Know why Supreme Court decided to acquit and quash death sentence of 2012 Pune Triple Murder accused

The accused was arrested in 2012 on the suspicion of murdering his wife, mother and 2-year-old daughter. In 2016, the Trial Court convicted him and imposed death penalty which was confirmed by Bombay High Court

Pune Triple Murder case accused acquitted

Supreme Court: Considering the instant appeal filed by the appellant accused in Pune Triple Murder case of 2012, challenging the confirmation of conviction and death sentence by Bombay High Court, the 3- Judge Bench of B.R. Gavai*, Prashant Kumar Mishra and K.V. Viswanathan, JJ., taking note of discrepancies in testimony of key prosecution witness and failure of prosecution to prove appellant’s guilt beyond reasonable doubt, quashed his conviction and sentence and deemed it fit to acquit him.

Background:

On 4-10-2012, the appellant called the Police control room informing them about robbery at his house; the killing of his mother, wife and 2-year-old daughter and injury to his neighbour. Subsequently an FIR was registered against unknown persons. However, the investigation led to recovery of the robbed items within the house. It was further revealed that the appellant was involved in an extra-marital affair. Furthermore, based on the CCTV footage of the appellant’s house the appellant was suspected of having committed murders by the Police and so he was arrested on 5-10-2012.

The appellant made a disclosure about keeping his blood-stained clothes and Mangalsutra of his wife at a place in M.I.D.C., Hadapsar Area, Pune and he further disclosed about throwing the hammer used for committing the crime. Another disclosure was made by the appellant about a consent letter for divorce by his wife which was found in a drawer inside his house.

After completion of the investigation, a chargesheet was filed against the appellant for the offences punishable under Sections 302, 307 and 201 of IPC. Since the case was exclusively triable by the Sessions Court, it was committed to the Sessions Court for trial. Charges were framed against the appellant by the trial court for the commission of the offences punishable under Sections 302, 307 and 201 of IPC.

The prosecution examined 16 witnesses. At the conclusion of the trial, the Trial Court found that the prosecution had proved the guilt of the accused (appellant) beyond reasonable doubt.
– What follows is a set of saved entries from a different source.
PR #12346, opened 2026-06-22
feat(BA-6261): add idle checker persistence foundation

seedspirit:
## Summary
- Add `ABCColumn` + `ABCColumnPayload`: a reusable, domain-agnostic polymorphic JSONB column (write → JSONB dict, load → typed object). Modeled on `PydanticColumn`.
- Add `idle_checkers` / `idle_checker_bindings` ORM rows + Alembic migration (BEP-1054): FK `idle_checker_id → idle_checkers.id` ON DELETE CASCADE, unique `(idle_checker_id, scope_type, scope_id)`, index `(scope_type, scope_id)`.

On 26-8-2016, the Trial Court convicted the appellant for the offences punishable under Sections 302, 307 and 201 of IPC and vide order dated 31-8- 2016 he was sentenced to death along with a fine of Rs. 5,000/-, in default whereof to suffer rigorous imprisonment of 1 year for the offence punishable under Section 302 of IPC; rigorous imprisonment for 10 years along with fine of Rs. 10,000/-, in default whereof rigorous imprisonment of 1 year for the offence punishable under Section 307 of IPC and rigorous imprisonment of 3 years along with a fine of Rs. 5,000/-, in default whereof rigorous imprisonment of 6 months for the offences punishable under Section 201 of IPC.
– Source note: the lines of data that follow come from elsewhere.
PR #12365, opened 2026-06-23
feat(BA-6593): add app_config_definition config_name resolver (RBAC groundwork)

jopemachine:
Gates the AppConfigFragment scoped search (BA-6556) on the user's access to the corresponding `app_config_definition` (BEP-1052, epic BA-5781). Two pieces, both delivered here.

## 1. Object-level RBAC registration

On definition create, register the definition as an RBAC object so object-level READ on `(APP_CONFIG_DEFINITION, definition_id)` is resolvable through the scope chain.

- `AppConfigDefinitionGlobalScopeAssociationSpec` (`DependentCreatorSpec`) writes an **AUTO** `association_scopes_entities` row in the same write transaction as the definition.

For confirmation of the execution of the death sentence, a reference was made by the Trial Court to Bombay High Court. Via the impugned judgment and order, the High Court upheld the conviction of the appellant and confirmed the death sentence imposed on him. However, in view of Section 415(1) of CrPC the operation and effect of the impugned judgment was stayed till the expiry of period allowed for preferring an appeal before Supreme Court.

Contentions:

Counsel for the appellant argued that the Trial Court and High Court erred in holding the appellant guilty for the offence punishable under Section 302 of IPC. It was submitted that the prosecution case mainly rested on the evidence of the injured neighbour (PW-12). It was argued that PW-12’s statement under S. 161, CrPC was recorded belatedly i.e. after 6 days with no reasons given for the delay. Furthermore, PW-12’s statement was recorded by the Police after he was informed that an FIR has been registered against the appellant for committing the murder of his wife, daughter and mother.

The appellant’s counsel pointed out that if the PW-12’s statement is discarded then the only circumstances upon which the prosecution relied were recovery of hammer and clothes at the instance of the appellant. However, it was submitted that the said recoveries were all farcical and cannot be relied on.

Per contra, the respondent argued that the Trial Court and High Court based on the evidence placed before them, concurrently come to a considered conclusion that the prosecution had proved the case beyond reasonable doubt. It was further submitted that ocular testimony of PW-12 was corroborated by other circumstantial evidence. It was argued that PW-12 was an injured witness and therefore, greater credence would be attached to his testimony.

Court’s Assessment:

Perusing the matter, the Court noted that the prosecution case mainly rested on PW-12’s testimony. PW-12 stated that he knew all the three deceased persons as well as the appellant. He stated that the deceased persons as well as the appellant used to reside in his neighbourhood. The witness further stated that there used to be quarrels between the appellant on one hand and his mother and wife on the other. He stated that the appellant was intending to marry another lady and that he was intending to give divorce to his wife.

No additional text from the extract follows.